Data entries
===

PR #2735, opened 2021-07-26
switching dqdWr

Awurama-N:
contributes to Issue #2704


code/drasil-lang/Language/Drasil/Chunk/DefinedQuantity.hs
```diff
@@ -63,6 +63,9 @@ dqd' = DQD
 dqdWr :: (Quantity c, Concept c, MayHaveUnit c) => c -> DefinedQuantityDict
 dqdWr c = DQD (cw c) (symbol c) (c ^. typ) (getUnit c)
 
+dqdWr' :: (Quantity c, Concept c, HasUnit c) => c -> DefinedQuantityDict
+dqdWr' c = DQD (cw c) (symbol c) (c ^. typ) (Just $ findUnit c)
```
JacquesCarette, line 67: This should be marked as a temporary constructor that should not be used outside `drasil-lang`.

code/drasil-lang/Language/Drasil.hs
```diff
@@ -190,7 +190,7 @@ module Language.Drasil (
   , scale, shift
   , derUC, derUC', derUC''
   , fund, fund', compUnitDefn, derCUC, derCUC', derCUC''
-  , unitWrapper, getCu, MayHaveUnit(getUnit)
+  , unitWrapper, getCu, MayHaveUnit(getUnit), HasUnit(findUnit)
```
JacquesCarette, line 193: This should not be exported. This `findUnit` is a temporary fix as you change things around.

code/drasil-lang/Language/Drasil/Chunk/UnitDefn.hs
```diff
@@ -56,6 +56,9 @@ instance IsUnit        UnitDefn where
 class MayHaveUnit u where
    getUnit :: u -> Maybe UnitDefn
 
+class HasUnit u where
```
JacquesCarette, line 59: Can you change the name of this class? It clashes with another of the same name. It should be temporary too.  So `TempHasUnit`?

JacquesCarette (changes requested):

JacquesCarette (approved):
You'll need to do a master merge first, but this is good to go.

code/drasil-example/Drasil/GlassBR/IMods.hs
```diff
@@ -19,9 +19,9 @@ import Data.Drasil.Concepts.Documentation (goal)
 iMods :: [InstanceModel]
 iMods = [pbIsSafe, lrIsSafe]
 
-symb :: [DefinedQuantityDict]
-symb = map dqdWr [plateLen, plateWidth, charWeight, standOffDist] ++ 
-  [dqdQd (qw calofDemand) demandq]
+symb :: [UnitalChunk]
+symb = map ucuc [plateLen, plateWidth, charWeight, standOffDist] -- ++
+ -- [dqdQd (qw calofDemand) demandq]
```
balacij, line 24: I think this commented out dqdQd part still needed to be replaced.

JacquesCarette: Agreed.

JacquesCarette (changes requested):
As noted, and a master merge is needed too.

JacquesCarette:
Why hasn't this been worked on @Awurama-N ?

Awurama-N:
I was working on others, especially "addForAll", but i'm working on this now

code/drasil-example/Drasil/GlassBR/IMods.hs
```diff
@@ -20,7 +20,8 @@ iMods :: [InstanceModel]
 iMods = [pbIsSafe, lrIsSafe]
 
 symb :: [UnitalChunk]
-symb = map ucuc [plateLen, plateWidth, charWeight, standOffDist] -- ++
+symb =  [ucuc plateLen metre, ucuc plateWidth metre, ucuc charWeight kilogram, ucuc standOffDist metre, demand] -- this is temporary
```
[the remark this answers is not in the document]
JacquesCarette: I think that having units and having uncertainty are orthogonal, so I'm not sure either step is 'right'. The temporary fix actually looks ok for now.

JacquesCarette (approved):

balacij:
Sorry, can we revert this?

https://github.com/JacquesCarette/Drasil/pull/2735/commits/720bd4b9a86d6d2d38f8ab444a883ad6eadafad0 was meant to be a temporary commit while we were still figuring out how the code was working before the master merge. I think it reverted a few changes that were meant to stay in master.

Ant13731:
Yep, also I think one of the commits might have accidentally reverted the changes that separated all of the examples into their own subpackages.

JacquesCarette:
So it's going to be better to wait for #2787 rather than revert this one directly?

balacij:
I believe so, yes.

Issue #1800, opened 2019-08-02
Express constraints on concavity


bmaclach:
Currently in Drasil, constraints can either be expressed as a `Range`, `EnumeratedReal`, or `EnumeratedStr`.

Another type of constraint we need to express are constraints on concavity. An example in SSP is that the slip surface must be concave up (the slope between consecutive pairs of values from __x__<sub>slip</sub> and __y__<sub>slip</sub> must be monotonically increasing).

Issue #453 for monotonicity constraints may be relevant here.

JacquesCarette:
I removed "forall" from `Expr`, but it should be 'reborn' in `ModelExpr`, and then these constraints at the same time.

balacij:
Just a note, we don't have `ModelExpr` yet, it's still called `DisplayExpr`. However, I think we can still proceed with these 3 tickets without issue.

To start, we should add "forall" to DisplayExpr, approximately as follows:
1. Add the "ForAll" constructor to `DisplayExpr` (in drasil-lang). It should probably contain a UID for a thing to quantify over, maybe a space from which the variable belongs to (unless we can resolve it without explicitly mentioning it), and a statement DisplayExpr.
2. Run `make` and watch for the warnings, you will probably need to fix a few functions that pattern match on DisplayExpr.
3. For displaying "forall", we will need to introduce a new `Ops` constructor in the printing Expr (in drasil-printers) for "ForAll". The "forall" operator is the latex command "\forall". We would probably want to display as approximately `∀x ∈ R . statement` where x is the variable, R is the space it belongs to, and the statement is the carried DisplayExpr.

Afterwards, we can figure out how we want to encode concavity as a constraint, and go from there.

JacquesCarette:
This is a good one to put in a project to upgrade `DisplayExpr`. A few things were disabled from `Expr` that really need to come back. I think there are 4-5 issues like this (multiple of them linked already).

PR #2741, opened 2021-07-27
Adding `ForAll` to DisplayExpr

Awurama-N:
contributes to issue #1800


code/drasil-lang/Language/Drasil/DisplayExpr.hs
```diff
@@ -21,3 +22,4 @@ data DisplayExpr where
     SpaceExpr     :: Space -> DisplayExpr
     BinOp         :: DisplayBinOp -> DisplayExpr -> DisplayExpr -> DisplayExpr
     AssocBinOp    :: DisplayAssocBinOp -> [DisplayExpr] -> DisplayExpr
+    ForAll        :: UID -> Space -> DisplayExpr
```
balacij, line 25: With "ForAll"/universal quantification, we're saying that "given any variable that belongs to a space, this predicate function/relation will hold". Using [GADT syntax](https://en.wikibooks.org/wiki/Haskell/GADT#GADTs), the last component of the signature is the resulting type of the constructor, not a parameter of the constructor. So, it ends up that we're missing an extra DisplayExpr (for the predicate function) after the Space argument.

code/drasil-printers/Language/Drasil/Printing/Import/DisplayExpr.hs
```diff
@@ -34,5 +34,6 @@ dispExpr (AlgebraicExpr e)  sm = expr e sm
 dispExpr (SpaceExpr s)      sm = space sm s
 dispExpr (BinOp b l r)      sm = P.Row [dispExpr l sm, P.MO $ deBinOp b, dispExpr r sm]
 dispExpr (AssocBinOp b des) sm = P.Row $ intersperse (P.MO op) $ map (dispExpr' sm prec) des
+-- dispExpr (ForAll u _)       sm = _
```
balacij, line 37: The "where" statement is local to the `dispExpr (AssocBinOp b des) sm = P.Row $ intersperse (P.MO op) $ map (dispExpr' sm prec) des` line, so I think you will need to move this line after the `where` block.

Awurama-N:
i tried to make some changes but i'm still unsure of what to equate the functions to.

code/drasil-lang/Language/Drasil/Expr/Extract.hs
```diff
@@ -12,6 +12,7 @@ deNames (AlgebraicExpr e)  = eNames e
 deNames (SpaceExpr _)      = []
 deNames (BinOp _ l r)      = deNames l ++ deNames r
 deNames (AssocBinOp _ des) = concatMap deNames des
+deNames (ForAll u _)      = []
```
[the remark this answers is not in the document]
JacquesCarette: Do we really want to collect "u"? In some way, it's a bound name. It depends on what it's used for.

balacij:
> i tried to make some changes but i'm still unsure of what to equate the functions to.

For which functions, sorry?

For the deNames function, I wrote a note about it above. You can reuse the surrounding code too. The function is expected to return a list of the UIDs/names, so you will need to work with lists. The first parameter of ForAll will be one item that you need to collect. There's also a DisplayExpr parameter, so you will need to make a recursive call to `deNames` on it to get it's list of names, and then add the first parameter to it.

LearnYouAHaskell has a great primer for [working with lists](http://learnyouahaskell.com/starting-out#an-intro-to-lists) if you're interested too. In particular, `element : list` (Cons) will allow you to push an element to the top of a list.

Awurama-N:
for the ones that look incomplete, or have the unused `u` & `des`. 

oh okay

code/drasil-lang/Language/Drasil/Expr/Extract.hs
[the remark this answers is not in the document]
balacij: Ah, you're right! This is ultimately used for extracting/collecting UIDs to place in both the table of symbols and table of units, so it wouldn't need to be. It might be needed for the table of units if we find any issues later, but it probably shouldn't be put into the table of symbols, I imagine.

code/drasil-printers/Language/Drasil/Printing/Import/DisplayExpr.hs
```diff
@@ -36,4 +36,4 @@ dispExpr (BinOp b l r)      sm = P.Row [dispExpr l sm, P.MO $ deBinOp b, dispExp
 dispExpr (AssocBinOp b des) sm = P.Row $ intersperse (P.MO op) $ map (dispExpr' sm prec) des
   where prec = dePrecAssoc  b
         op   = deAssocBinOp b
--- dispExpr (ForAll u _ des)   sm = _        
+dispExpr (ForAll u _ des)   sm = P.Row [dispExpr des sm]
```
JacquesCarette, line 39: You're going to need to refine this display so that it actually shows the "forall". I think everything's already there in drasil-printers to support that.

JacquesCarette (changes requested):

code/drasil-printers/Language/Drasil/Printing/Import/DisplayExpr.hs
Awurama-N: like dispExprForAll? or deForAll?

JacquesCarette: It possibly doesn't need a new function. I meant displaying a proper forall, with the bound variable, etc.  There used to be something in `Import/Expr.hs` about a year ago that did that. Look through the history?

Awurama-N: hmm.. I can't seem to access the older commits for the git history of this file?

JacquesCarette: Not `Import/DisplayExpr.hs`, `Import/Expr.hs`.

balacij: The file got moved around, so it will be a bit difficult to search for it. You will need to check the original `Import.hs` file, and see from where the code came into that file, and continue the process until you found when it was removed from the file it was in.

===

** WORK ORDER **
From the records above, give again exactly the lines running from the line with "I believe so, yes." to the line with "To start, we", inclusive.

** RESULT **
I believe so, yes.

Issue #1800, opened 2019-08-02
Express constraints on concavity


bmaclach:
Currently in Drasil, constraints can either be expressed as a `Range`, `EnumeratedReal`, or `EnumeratedStr`.

Another type of constraint we need to express are constraints on concavity. An example in SSP is that the slip surface must be concave up (the slope between consecutive pairs of values from __x__<sub>slip</sub> and __y__<sub>slip</sub> must be monotonically increasing).

Issue #453 for monotonicity constraints may be relevant here.

JacquesCarette:
I removed "forall" from `Expr`, but it should be 'reborn' in `ModelExpr`, and then these constraints at the same time.

balacij:
Just a note, we don't have `ModelExpr` yet, it's still called `DisplayExpr`. However, I think we can still proceed with these 3 tickets without issue.

To start, we should add "forall" to DisplayExpr, approximately as follows:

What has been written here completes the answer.